Stored dataset items:

Issue #4130, opened 2023-01-29
CLI for `GetPositionsByUserAddress`


RusAkh:
## Background
When https://github.com/osmosis-labs/osmosis/pull/4125#discussion_r1089869191 is merged, we will be able to query concentrated positions for a specific address. We need to add a cli query for that

## Suggested Design

Query added

## Acceptance Criteria

Query added

PR #4140, opened 2023-01-30
CLI: GetUserPositions

RusAkh:
- proto
- add query
- regenerated position.pb
- generated proto
- renames
- query for user positions
- move positions.proto back
- cl types
- positions import
- desc positions

Closes: #4130

This PR adds a cli command to query user positions by address

## Keep in mind
This PR moves `position.proto` from `model` to `types`. Reason: if we leave it in `model`, we cannot use it in `query.proto`, due to the import cycle error when the code is generated

no


proto/osmosis/concentrated-liquidity/position.proto
```diff
@@ -9,7 +9,7 @@ import "cosmos_proto/cosmos.proto";
 import "google/protobuf/timestamp.proto";
 import "gogoproto/gogo.proto";
 
-option go_package = "github.com/osmosis-labs/osmosis/v14/x/concentrated-liquidity/model";
+option go_package = "github.com/osmosis-labs/osmosis/v14/x/concentrated-liquidity/types";
```
RusAkh, line 12: Reason: if we leave this in `model`, we cannot use it in `query.proto`, because when the code is generated, there will be an import cycle error

PR #4143, opened 2023-01-30
ValSet Preference Wholistic Review

mattverse:
Closes: #XXX

A wholistic review of the val set preference module. 

This PR contains direct changes to variable name changes, method name changes and additional inline documentation and comments. 

Those that are further actions items and questions for @stackman27 is addressed with "// Matt" comment in the front


x/valset-pref/validator_set.go
```diff
@@ -44,10 +70,10 @@ func (k Keeper) SetValidatorSetPreference(ctx sdk.Context, delegator string, pre
 // For ex: delegate 10osmo with validator-set {ValA -> 0.5, ValB -> 0.3, ValC -> 0.2}
 // our delegate logic would attempt to delegate 5osmo to A , 2osmo to B, 3osmo to C
 func (k Keeper) DelegateToValidatorSet(ctx sdk.Context, delegatorAddr string, coin sdk.Coin) error {
-	// get the existingValSet if it exists, if not check existingStakingPosition and return it
+	// get valset formatted delegation either from existing val set prefernce or existing delegations
```
ValarDragon, line 73:
```suggestion
	// get valset formatted delegation either from existing val set preference or existing delegations
```

x/valset-pref/validator_set.go
```diff
@@ -62,10 +88,13 @@ func (k Keeper) DelegateToValidatorSet(ctx sdk.Context, delegatorAddr string, co
 			return err
 		}
 
+		// Matt: If we're truncating here, is it not true that we might be hitting the logic without
+		// fully delegating the given coin?
 		// tokenAmt takes the amount to delegate, calculated by {val_distribution_weight * tokenAmt}
 		tokenAmt := val.Weight.Mul(coin.Amount.ToDec()).TruncateInt()
```
ValarDragon, line 94: Great catch, yeah we need to make a running total, and delegate any surplus to one of the validators.

stackman27: how would i be storing the surplus amount here? for instance if delegateAmt = 1987.986, currently we just delegate 1987, how would i even delegate 0.986 from users Account since Delegate function takes an integer 

`Delegate(ctx sdk.Context, delAddr sdk.AccAddress, bondAmt sdk.Int, tokenSrc stakingtypes.BondStatus, validator stakingtypes.Validator, subtractAccount bool) (newShares sdk.Dec, err error)`

x/valset-pref/validator_set.go
```diff
@@ -62,10 +88,13 @@ func (k Keeper) DelegateToValidatorSet(ctx sdk.Context, delegatorAddr string, co
...
 
 		// TODO: What happens here if validator unbonding
+		// Matt: can we have test case for this to confirm this TODO?
```
stackman27, line 97: I will check the sdk as well about this

x/valset-pref/validator_set.go
```diff
@@ -117,6 +149,9 @@ func (k Keeper) UndelegateFromValidatorSet(ctx sdk.Context, delegatorAddr string
 			return err
 		}
 
+		// Matt: If we're truncating it here, is it not true that we have the possibility of not undelegating 100%
```
stackman27, line 152: I have the same question as delegate here, if we donot truncateInt we cannot how do you recommend getting SharesFromToken which expects an int. 

For all the rounding stuff, i truncated down to make sure we are under delegating/undelegating by 1-2 based denomination than over

x/valset-pref/validator_set.go
```diff
@@ -102,6 +131,9 @@ func (k Keeper) UndelegateFromValidatorSet(ctx sdk.Context, delegatorAddr string
 	}
 
 	// Handles rounding for ex: 9999.99999 = 10000.0
+	// Matt: Can we have test cases that handles this rounding?
```
stackman27, line 134: Yup for this, i think rounding is not really necessary. I removed and added test case

x/valset-pref/validator_set.go
```diff
@@ -170,49 +214,55 @@ func (k Keeper) PreformRedelegation(ctx sdk.Context, delegator sdk.AccAddress, e
 	}
 
 	// calculate the difference between two sets
-	var diffValSet []*valSet
+	var diffValSets []*valSet
+	// Matt: Does this mean that the diffAmount can be negative?
```
stackman27, line 218: yup, the diff amount is intended to contain negative numbers

x/valset-pref/validator_set.go
```diff
@@ -170,49 +214,55 @@ func (k Keeper) PreformRedelegation(ctx sdk.Context, delegator sdk.AccAddress, e
...
-		diffValSet = append(diffValSet, &diff_val)
+		diffValSets = append(diffValSets, &diff_val)
 	}
 
 	// Algorithm starts here
-	for _, diff_val := range diffValSet {
-		for diff_val.amount.TruncateDec().GT(sdk.NewDec(0)) {
-			source_val := diff_val.valAddr
-			target_val, idx := k.FindMin(diffValSet, source_val)
+	// Matt: we need more detailed documnetaiton on the algorithm here
```
stackman27, line 230: the documentation got a bit too large so i added it in `## Redelegate algorithm logic pseudocode` I can link it here

x/valset-pref/validator_set.go
```diff
@@ -170,49 +214,55 @@ func (k Keeper) PreformRedelegation(ctx sdk.Context, delegator sdk.AccAddress, e
...
+	// Matt: We're running in computation of O(n^3) here, two for loops here and then another iteration in the `FindMinAmtValSetExcept`
+	// What's the reason we'we need to find min for every iteration rather than simply using whats in the array in order?
```
stackman27, line 232: It's because after every redelegation there is going to be a new min. for instance 

diff_arr = [ValA: 10, ValB: 6, ValC: 4, ValD: -4, ValE: -4, ValF: -12]

the algorithm runs as follow 
```
loop through diff_arr (only the positive numbers): 
**** 1st iteration*****
    sourceVal = get the first validator Amount (valA in our case) 
    targetVal = Find the minimum amount in the entire diff_arr (valF in our case) 
    redelegate from valA --> valF (10) 
    update valA = 0, valF = -2 

***** 2nd iteration **** 
   sourceVal = get the 2nd validator Value (valB) 
   targetVal = Find the minimum amount in the entire diff_arr (ValD or ValE in our case) lets say we pickD 
   redelegate from valB --> valD (4) 
   update valB = 2, valD = 0 

..... We continue doing until all the validator values [valA..valF is 0, or if the minimum value we find is 0 because if minAmount is 0 there is no more redelegation possible) 

```

x/valset-pref/validator_set.go
```diff
@@ -156,6 +194,12 @@ func (k Keeper) PreformRedelegation(ctx sdk.Context, delegator sdk.AccAddress, e
 
 		tokenFromShares := validator.TokensFromShares(delegation.Shares)
 		existing_val, existing_val_zero_amount := k.GetValSetStruct(existingVals, tokenFromShares)
+		// Matt: Do we need to initiazlize them using this way in the first place?
+		// Here we're creating a copy of the val set struct with zero amount, then adding them to the other struct
+		// to compare the diffs.
+		// Is it not possible to not have this logic in the first place and then perform
+		// diffAmount := newVals.amount.Sub(newValSet[i].amount) right away?
+		// I feel like by using maps this problem can be solvable.
```
stackman27, line 202: yup tried this with map and it works perfectly as well :))

stackman27, line 214: the reason why i didn't use maps here is because we allow duplicate valAddrs as well which maps doesnot allow. For instance

if delegatorA with valSet [valA: 50osmo] wants to redelegate --> [valA: 20osmo, valB: 10osmo, valC: 20osmo]

x/valset-pref/msg_server_test.go
```diff
@@ -339,6 +355,15 @@ func (suite *KeeperTestSuite) TestUnDelegateFromValidatorSet() {
 			setExistingDelegations: true,
 			expectPass:             true,
 		},
+		{
+			name:           "Undelegate extreme amounts",
```
mattverse, line 359: Is this with the intention of indicating extreme amount in terms of truncation? Or the amount itself?

x/valset-pref/validator_set.go
mattverse: Did we ever get back to the necessity to use the min with the trade off of doing computation of O(n^3) vs just using the orders in array to make the computation O(n^2)?

x/valset-pref/validator_set.go
```diff
@@ -96,28 +137,36 @@ func (k Keeper) UndelegateFromValidatorSet(ctx sdk.Context, delegatorAddr string
...
+		// in the last valset iteration we dont calculate it from shares using decimals and trucation,
+		// we use whats remaining to get more accurate value
+		if len(existingSet.Preferences)-1 == i {
+			amountToUnDelegate = coin.Amount.Sub(totalUnDelAmt).ToDec().TruncateInt()
+		} else {
+			// Calculate the amount to undelegate based on the existing weights
+			amountToUnDelegate = val.Weight.Mul(tokenAmt).TruncateInt()
+			totalUnDelAmt = totalUnDelAmt.Add(amountToUnDelegate)
+		}
+
```
mattverse, line 165: test case for this needs to be added

mattverse (commented):
Other concerns and comments has all been addressed, the only part remaining is the redelegation complexity. Upon fixing redelegation complexity this should be good to merge

x/valset-pref/msg_server_test.go
stackman27: yup that is to check if there is any truncation issue

x/valset-pref/validator_set.go
stackman27: yes, i forgot to mention this but i did try without min, however i still have to iterate through the diffSet to find the first negative number. 

I can try to split up diffSet positive and negative numbers but that'll still require looping through both loops which can get complex.

x/valset-pref/validator_set.go
stackman27: yup added 2 that touches this logic (https://github.com/osmosis-labs/osmosis/pull/4143/commits/5c0b35f4e18968470c875431083a988e5a4e0a77#diff-e8d94c443b26e1cda354d150b30ce5542344099e0bbbb8e84e507d9df791daf7R359-R375)

x/valset-pref/msg_server_test.go
mattverse: sweet, noticed that you have clarified the test case name, thanks!

x/valset-pref/validator_set.go
mattverse: I still think this complexity is solvable by creating two arrays : negative array and positive array here https://github.com/osmosis-labs/osmosis/pull/4143/files#diff-4422f5e761e99a0e29d2ba7017ece4aa6b486b5ee24b18fb58fcbc9c26a8e7a6R239-R247 and then using those two arrays instead of having to iterate over them again

stackman27: Issue created for this so that we dont delay v15 https://github.com/osmosis-labs/osmosis/issues/4256

x/valset-pref/validator_set.go
```diff
@@ -170,53 +239,64 @@ func (k Keeper) PreformRedelegation(ctx sdk.Context, delegator sdk.AccAddress, e
...
-				break
-			}
-
-			validator_source, err := sdk.ValAddressFromBech32(source_val)
-			if err != nil {
-				return fmt.Errorf("source validator address not formatted")
+		diffValSets = append(diffValSets, &diff_val)
+	}
+
+	// Algorithm starts here, verbose explanation in README.md
```
stackman27, line 253: Algorithm has been tested in depth in msg_server_test.go, that's why i didn't add a keeper test for it

stackman27 (approved):
Approving this as per our discussion online regarding improving redelegation algorithm post v15

PR #4142, opened 2023-01-30
feat(osmoutils): add GatherValuesFromStorePrefixWithKeyParser function

p0mvn:
Closes: #XXX

## What is the purpose of the change

Completed in collaboration with @RusAkh 

There is a need for a helper function that allows parsing both keys and values when iterating a prefix.

For example, assume we want to get all positions by owner address.

Then, we would iterate the position index with the owner address formatted.

In state, positions have a key `<owner address><pool id><lower tick><upper tick>` and value `<liquidity>`

As a result, the value is not useful on its own and we would like to extract and parse additional data from key while iterating.

This PR adds a helper that allows achieving that. The helper takes a parse function with 2 parameters for key and a value and returns the final desired parsed result.

The pre-exisitng function that parses only value is refactored to reduce code duplication.

## Brief Changelog

- implement `GatherValuesFromStorePrefixWithKeyParse` and `gatherValuesFromIteratorWithKeyParser`
- test
- refactor ` gatherValuesFromIterator` and GatherValuesFromStorePrefix` to reduce code duplication
- `go mod tidy` and `go work sync`

## Testing and Verifying

This change is a trivial rework / code cleanup without any test coverage.

## Documentation and Release Note

  - Does this pull request introduce a new feature or user-facing behavior changes? no
  - Is a relevant changelog entry added to the `Unreleased` section in `CHANGELOG.md`? yes
  - How is the feature or change documented? not applicable

PR #4145, opened 2023-01-30
refactor(CL): positions by user returns full position data

p0mvn:
Closes: #XXX

Suggested by @stackman27 

Completed in collaboration with @RusAkh 

Positions query currently does not return much important context since most of it is conveyed in the prefix key.

That is, the key contains:
- owner address
- pool id
- lower tick
- upper tick
- frozen until

While the value has only liquidity.

Previously, we did not have a store helper to extract these values from the key while iterating a store prefix.

In https://github.com/osmosis-labs/osmosis/pull/4142. we added such a helper.

This PR focuses on refactoring the `GetUserPositions` function to utilize the new helper to get more data from key when iterating a prefix and return it as part of the result.

Doing so required implementing a custom `ParseFullPositionFromBytes` function that parses both key and a value of a position.

## Testing and Verifying

Covered by existing and refactored test:

Need to add extra test for `ParseFullPositionFromBytes`

  - Is a relevant changelog entry added to the `Unreleased` section in `CHANGELOG.md`? (no


x/concentrated-liquidity/store.go
```diff
@@ -16,10 +19,82 @@ func (k Keeper) getAllPositionsWithVaryingFreezeTimes(ctx sdk.Context, poolId ui
...
 	err = proto.Unmarshal(bz, &position)
 	return position, err
 }
+
+// ParseFullPositionFromBytes parses a full position from key and value bytes.
+// Returns a struct containing the pool id, lower tick, upper tick, frozen until, and liquidity
+// associated with the position.
+// Returns an error if the key or value is not found.
+// Returns an error if fails to parse either.
+// TODO: test
```
p0mvn, line 39: TODO

RusAkh: @p0mvn done

x/concentrated-liquidity/store_test.go
```diff
@@ -75,3 +76,51 @@ func (s *KeeperTestSuite) TestGetAllPositionsWithVaryingFreezeTimes() {
...
+			key:          types.KeyFullPosition(defaultPoolId, defaultAddress, DefaultLowerTick, DefaultUpperTick, defaultFrozenUntil),
+			val:          []byte{},
+			expectingErr: true,
+		},
+		"empty key": {
+			key:          []byte{},
+			val:          cdc.MustMarshal(&model.Position{Liquidity: DefaultLiquidityAmt, FrozenUntil: defaultFrozenUntil}),
+			expectingErr: true,
+		},
+		"sufficient test case": {
```
p0mvn, line 100: Please also add tests where we format incorrect values for each of the fields. For example, pool id is not uint but a sequence of characters. As a result, it fails to be parsed

RusAkh: sounds sense

x/concentrated-liquidity/store_test.go
```diff
@@ -75,3 +77,77 @@ func (s *KeeperTestSuite) TestGetAllPositionsWithVaryingFreezeTimes() {
...
+			val:          cdc.MustMarshal(&model.Position{Liquidity: DefaultLiquidityAmt, FrozenUntil: defaultFrozenUntil}),
+			expectingErr: true,
+		},
+		"One key separator missing in key": {
+			key:          []byte(fmt.Sprintf("%s%s%s%d%s%d%s%d", []byte{0x02}, defaultAddress, "|", defaultPoolId, "|", DefaultLowerTick, "|", DefaultUpperTick)),
+			val:          cdc.MustMarshal(&model.Position{Liquidity: DefaultLiquidityAmt, FrozenUntil: defaultFrozenUntil}),
+			expectingErr: true,
+		},
+		"Wrong position prefix": {
+			key:          []byte(fmt.Sprintf("%s%s%s%s%d%s%d%s%d", []byte{0x01}, "|", defaultAddress, "|", defaultPoolId, "|", DefaultLowerTick, "|", DefaultUpperTick)),
```
p0mvn, line 117: Can we replicate this for each of pool id, lower tick, upper tick, and frozen until, please?

This is to ensure full coverage since we attempt to parse each of those fields and have an error check for it.

stackman27 (commented):
This is crazy!!  I never thought it was possible to do this without changing position.proto. Thank you so much @p0mvn

stackman27 (approved):
LGTM! Manually tested as well

x/concentrated-liquidity/store_test.go
RusAkh: hello @p0mvn. Changes addressed

x/concentrated-liquidity/store.go
```diff
@@ -16,10 +19,85 @@ func (k Keeper) getAllPositionsWithVaryingFreezeTimes(ctx sdk.Context, poolId ui
...
+	positionValue, err := ParsePositionFromBz(value)
+	if err != nil {
+		return types.FullPositionByOwnerResult{}, err
+	}
+
+	return types.FullPositionByOwnerResult{
+		PoolId:      poolId,
+		LowerTick:   lowerTick,
+		UpperTick:   upperTick,
+		FrozenUntil: frozenUntil,
```
RusAkh, line 100: What do you think about adding a check that `frozenUntil` which we get from the key is equal to `frozenUntil` in `positionValue`? Just a sanity check. I hesitate is we should add it, because it sounds a little bit redundant

@p0mvn

p0mvn: I think we only have liquidity in the value, there should be no `frozenUntil` as far as I know

RusAkh: yeah, my idea was to, like, make sure the position in the value corresponds with the key. And by comparing `frozenUntil` in both at least, we know up to some degree that it is the correct value.

RusAkh: and because if `frozenUntil`s are not the same in key and value, we can't be sure that the liquidity is correct in the value 
The reason I thought it is redundant: if a store provides a guarantee that there is absolutely no way for key with lets say `frozenUntil = 5` to return `frozenUntil = 10` value, then yes my suggestion is redundant

RusAkh: I hope that makes sense

p0mvn: Ah I see. I think we do not need to have that in both key and value.

I think we should merge this PR as well but investigate separately.

Having `frozenUntil` in both key and value is redundant. If we use it in key, we can also extract it from key.

CC: @czarcas7ic @AlpinYukseloglu

p0mvn:
Merging to unblock CLI and e2e work. Thanks for driving this to completion @RusAkh .

The comment about validating `frozenUntil` in key and value will be addressed separately. I raised this issue with the CL team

What you need to do: Of the entries above, repeat exactly the lines between the line with "Positions query currently" and the line with "RusAkh: @p0mvn done", inclusive, and no others.

Result:
Positions query currently does not return much important context since most of it is conveyed in the prefix key.

That is, the key contains:
- owner address
- pool id
- lower tick
- upper tick
- frozen until

While the value has only liquidity.

Previously, we did not have a store helper to extract these values from the key while iterating a store prefix.

In https://github.com/osmosis-labs/osmosis/pull/4142. we added such a helper.

This PR focuses on refactoring the `GetUserPositions` function to utilize the new helper to get more data from key when iterating a prefix and return it as part of the result.

Doing so required implementing a custom `ParseFullPositionFromBytes` function that parses both key and a value of a position.

## Testing and Verifying

Covered by existing and refactored test:

Need to add extra test for `ParseFullPositionFromBytes`

  - Is a relevant changelog entry added to the `Unreleased` section in `CHANGELOG.md`? (no


x/concentrated-liquidity/store.go
```diff
@@ -16,10 +19,82 @@ func (k Keeper) getAllPositionsWithVaryingFreezeTimes(ctx sdk.Context, poolId ui
...
 	err = proto.Unmarshal(bz, &position)
 	return position, err
 }
+
+// ParseFullPositionFromBytes parses a full position from key and value bytes.
+// Returns a struct containing the pool id, lower tick, upper tick, frozen until, and liquidity
+// associated with the position.
+// Returns an error if the key or value is not found.
+// Returns an error if fails to parse either.
+// TODO: test
```
p0mvn, line 39: TODO

RusAkh: @p0mvn done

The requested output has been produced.